“REITs do not beat the Index Funds on total return,” complain many traditional investors.
But, many financially independent investors use REITs (Real Estate Investment Trusts) as a major block of their yearly income.
What are the reasons for this?
First, REITs pay a higher dividend than most companies, due to their legal structure. If you’re not familiar with the tax status of REITs I’d suggest Investopedia.
Second, and less well-known. REITs function as pseudo-Roth IRA accounts. They accumulate value, you pay taxes up front, and then if you need to cash out you may have very little tax burden.
This grants REITS an advantage in asset-building performance over index funds.
An index fund, let’s say IVV (iShares SP 500 Core ETF), might gain 10% per year.
Compounded over ten years?
Let’s pretend IVV compounds for ten years from it’s December 2020 price:
If I must sell IVV after 10 years, I’ll be forced to pay long-term capital gains. Almost $1,200!
Now, let’s consider a well-known, and stable, high-dividend REIT.
GOOD (Gladstone Commercial Commercial Corporation) pays me 8.32% (I do hold a substantial holding in GOOD).
Let’s consider the growth of a single share at 1% per year, AND the growth of 200 shares at 1% a year with an 8.32% dividend.
As you can see, the tax burden if you sell after 10 years – assuming good only grows at 1% a year, is very minimal (this is a very rough estimate of the taxes, but it assume the cost basis grew minimally).
How did the stock grow in value? The dividends came each year. Yes, you must pay taxes on those dividends.
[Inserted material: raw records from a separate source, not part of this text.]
PR #2102, opened 2026-06-25
Call started endpoint

dnsi0:
Fixes # .

## Summary by CodeRabbit

* **Bug Fixes**
  * Improved reliability when starting compute jobs by sending “job started” notifications without blocking the job start.
  * Added safeguards so notification failures (or missing status info) don’t prevent successful job start.
  * Improved notification accuracy by using the correct started job when multiple results are returned, with safer error handling and clearer logging.

### DIFF
--- a/src/services/providers/BaseProvider.ts
+++ b/src/services/providers/BaseProvider.ts
@@ -378,12 +378,10 @@ export class BaseProvider {
   /**
    * Resolves the node's peerId for the given nodeUri via the node STATUS command,
    * whose `id` field is the peerId.
-   * @param {string | Multiaddr[]} nodeUri The provider URI.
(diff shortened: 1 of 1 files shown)


src/services/providers/BaseProvider.ts
```diff
@@ -323,6 +325,13 @@ export class BaseProvider {
       dockerRegistryAuth,
       outputBucketId
     )
+    const job = Array.isArray(jobs) ? jobs[0] : jobs
+    try {
+      await this.notifyIncentiveBackendJobStarted(nodeUri, computeEnv, job)
```
giurgiur99: Let's do here a non-blocking fire and forget for faster responses. Just call without await and catch potential errors .catch()...

giurgiur99 (approved):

But two key factors make this taxation less onerous.
1. You’ll only pay taxes on NEW dividends, and you can take the pass-thru exemption, but that’s for a later article. You’d pay, probably, around $30-70 a year on GOOD’s dividends each year.
But, the real secret to tax “savings” lies in the cost basis.
2. You invested $3,600. The IRS assumes you BOUGHT (you did actually) the additional $5,000 in GOOD over 10 years. This means your cost basis, the amount that you “originally” spent, rises each year. You only pay capital gains taxes on the DIFFERENCE between your cost basis and sales price.
IVV, or any stock that grows and has a low (or no) dividend, leaves you with a huge income bump if you sell it. This looks great on paper when you log into your account.
You might exclaim “my money tripled.” It did, but so did your tax burden when you sell the shares.
When you see an REIT’s cost basis over the long term, you’ll notice IT GROWS.
You only “spent” $3,600, but your broker tells you that you spent $8,500. This is why “low growth” stocks with high dividends often provide the same wealth bump as index funds, but leave you with zero tax burden if you decide to sell in the future.
A growing cost basis creates a major reason owning REIT or other dividend-focused stocks worthwhile long term.
If you must sell it in an emergency, or to buy a different asset, you’ll take MOST of the sale price with you as cash.
If you sell those index funds, you WILL pay taxes.